See them up and close as we did, simply play the HD video we are sharing with you. We hope you will enjoy!

Fantastic weather continued, and just couple of days later we decided to check the trail to Boeri Lake, and our favourite Freshwater Lake. Driving up the steep road to Laudat, once again we were impressed with amount of work done to clear dozens of huge landslides. Parts of the road damaged by floods are already being restored and fixed.

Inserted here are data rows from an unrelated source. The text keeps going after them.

PR #3030, opened 2017-04-12
Droplist for selecting color on test-row

a15mikla:
A droplist for selecting backgroundcolor when creating or updating a
dugga (test) is added. The values are generated from the JS-file.
Part of a solution for issue #1937


a15freed:
Looking good

PR #3037, opened 2017-04-12
Stop light logic is not correct for moment that has duggas

a15andau:
Stop lights now displays correct for duggas. If grade is pass - green, if fail - red. If not marked - yellow.


a15freed:
Looks ok, nice colors

PR #3039, opened 2017-04-12
Now displaying the security question for the specific user

a15timbe:


a15tobli:
Hello! The code looks fine, creating a new issue for generating different error messages when no security question is set.

PR #3043, opened 2017-04-13
Added more testdata

b15linek:
2 more courses added with students and techers.
1 example dugga added to one course. The dugga gives error but this will be solver later. At least it shows up.


a15freed:
looking good!

Issue #3051, opened 2017-04-13
Remove "Console.log" from alla diagram.*-files


a14davlo:
There is a lot of console.log in the files overall, which makes it hard for the developers to see which one is their own. It would be nice if we can remove all the console.log-lines so that it becomes easier for the developers right now.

We arrived at the beginning of trail without problems, and started the one hour long hike to Boeri Lake. The views were breath-taking and hike was fun. In one spot we had to take hiking shoes off to cross a shallow  river, which added a flavour to our walk. The trail survived Erika really well and  the whole hike was really enjoyable. Arriving at the end of path, we looked in silence at the serene, small but amazing Boeri Lake. [Group-6]-_DAG1683_4_5__DAG1704_5_6-8-images-sm-s
It is the highest freshwater lake in Dominica, set in an old volcano crater at 850 meters above sea level. Air is cool and fresh here, lush greenery around  – pristine and unspoilt.  We were alone, enjoying the serene feel of the place. The weather was fantastic and lake full of vibrant green and blue colours. We were told most times it is misty and cloudy here, with lake looking mostly  black and eerie. Seemingly we were lucky to catch it on one of these clear, sunny days.  Looking closer we were surprised to realize that water level was clearly much higher than usually. Grass and smaller plants were visible some two feet under water, adding a green carpet to the shallow shore of the lake. _DAG1719_20_21-sm-s

As we descended back, we decided to stop at the nearby Freshwater Lake, which is in the same area and located just slightly lower. We were there just 6 weeks earlier, and saw it covered with low clouds, mist and fog. At this time, however, it looked sunny and happy, inviting for a quick, refreshing swim.  Never before we saw this place with no wind at all, so calm, fresh and still. I just had to fly our drone and film it.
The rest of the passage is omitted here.